Reactivating Elements

Reactivating Elements PDF Author: Dimitris Papadopoulos
Publisher: Duke University Press
ISBN: 1478021675
Category : Science
Languages : en
Pages : 183

Book Description
The contributors to Reactivating Elements examine chemicals as they mix with soil, air, water, and fire to shape Earth's troubled ecologies today. They invoke the elements with all their ambivalences as chemical categories, material substances, social forms, forces and energies, cosmological entities, and epistemic objects. Engaging with the nonlinear historical significance of elemental thought across fields—chemistry, the biosciences, engineering, physics, science and technology studies, the environmental humanities, ecocriticism, and cultural studies—the contributors examine the relationship between chemistry and ecology, probe the logics that render wind as energy, excavate affective histories of ubiquitous substances such as plastics and radioactive elements, and chart the damage wrought by petrochemical industrialization. Throughout, the volume illuminates how elements become entangled with power and control, coloniality, racism, and extractive productivism while exploring alternative paths to environmental destruction. In so doing, it rethinks the relationship between the elements and the elemental, human and more-than-human worlds, today’s damaged ecosystems and other ecologies to come. Contributors. Patrick Bresnihan, Tim Choy, Joseph Dumit, Cori Hayden, Stefan Helmreich, Joseph Masco, Michelle Murphy, Natasha Myers, Dimitris Papadopoulos, María Puig de la Bellacasa, Astrid Schrader, Isabelle Stengers

Reactivating Elements

Reactivating Elements PDF Author: Dimitris Papadopoulos
Publisher: Elements
ISBN: 9781478013440
Category : Science
Languages : en
Pages : 304

Book Description
The contributors to Reactiving Elements explore how studying elements--as the foundations of the physical and social world--provide a way to imagine alternatives to worldwide environmental destruction.

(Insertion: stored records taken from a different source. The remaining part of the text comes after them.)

PR #785, opened 2023-03-21
[SDK] Change extension naming and remove enforced LazyMint

ciaranightingale:
Claim conditions & delayed reveal no longer look for lazy mint ABI

### DIFF
--- a/packages/sdk/src/evm/constants/erc1155-features.ts
+++ b/packages/sdk/src/evm/constants/erc1155-features.ts
@@ -1,7 +1,7 @@
 import IBurnableERC1155Abi from "@thirdweb-dev/contracts-js/dist/abis/IBurnableERC1155.json";
 import IClaimableERC1155 from "@thirdweb-dev/contracts-js/dist/abis/IClaimableERC1155.json";
 import DelayedRevealAbi from "@thirdweb-dev/contracts-js/dist/abis/IDelayedReveal.json";
-import IDropMultiPhase1155 from "@thirdweb-dev/contracts-js/dist/abis/IDrop1155.json";
+import IDrop1155 from "@thirdweb-dev/contracts-js/dist/abis/IDrop1155.json";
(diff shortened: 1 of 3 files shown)


nachoiacovino (changes requested):
we talked about it but just writing here to remind you.

this needs to be changed too on @twfeature mentions across js/react and eventually on dashboard once merged.

packages/sdk/src/evm/constants/erc1155-features.ts
```diff
@@ -24,40 +25,40 @@ export const FEATURE_EDITION_BURNABLE = {
 } as const;
 
 export const FEATURE_EDITION_CLAIM_CONDITIONS_V1 = {
-  name: "ERC1155ClaimConditionsV1",
+  name: "ERC1155DropSinglePhaseV1",
```
joaquim-verges, line 28: on thing i realized is that these names are used for autogenerating docs.

You need to look for ALL occurrences of this in this repo, but also in python and go :| 

You also need to look for occurences of these in the dashboard repo, because we rely on this string for contract detection.

and i'm not 100% sure what the docs repo relies on in terms of side bar, but it probably impacts it too.

packages/sdk/src/evm/constants/erc1155-features.ts
```diff
@@ -24,40 +25,40 @@ export const FEATURE_EDITION_BURNABLE = {
...
 export const FEATURE_EDITION_CLAIM_CONDITIONS_V2 = {
-  name: "ERC1155ClaimConditionsV2",
+  name: "ERC1155DropSinglePhase",
   namespace: "edition.drop.claim",
   docLinks: {
     sdk: "sdk.erc1155claimable",
     contracts: "DropSinglePhase1155",
   },
-  abis: [Erc1155Abi, ILazyMintAbi, IDropSinglePhase1155],
+  abis: [Erc1155Abi, IDropSinglePhase1155],
```
joaquim-verges, line 45: removing LazyMint Abi detection should be safe though, that can be done in another PR on its own and can easily be merged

An Anthropogenic Table of Elements

An Anthropogenic Table of Elements PDF Author: Timothy Neale
Publisher: University of Toronto Press
ISBN: 1487563590
Category : Science
Languages : en
Pages : 303

Book Description
An Anthropogenic Table of Elements provides a contemporary rethinking of Dmitri Mendeleev’s periodic table of elements, bringing together "elemental" stories to reflect on everyday life in the Anthropocene. Concise and engaging, this book provides stories of scale, toxicity, and temporality that extrapolate on ideas surrounding ethics, politics, and materiality that are fundamental to this contemporary moment. Examining elemental objects and forces, including carbon, mould, cheese, ice, and viruses, the contributors question what elemental forms are still waiting to emerge and what political possibilities of justice and environmental reparation they might usher into the world. Bringing together anthropologists, historians, and media studies scholars, this book tests a range of possible ways to tabulate and narrate the elemental as a way to bring into view fresh discussion on material constitutions and, thereby, new ethical stances, responsibilities, and power relations. In doing so, An Anthropogenic Table of Elements demonstrates through elementality that even the smallest and humblest stories are capable of powerful effects and vast journeys across time and space.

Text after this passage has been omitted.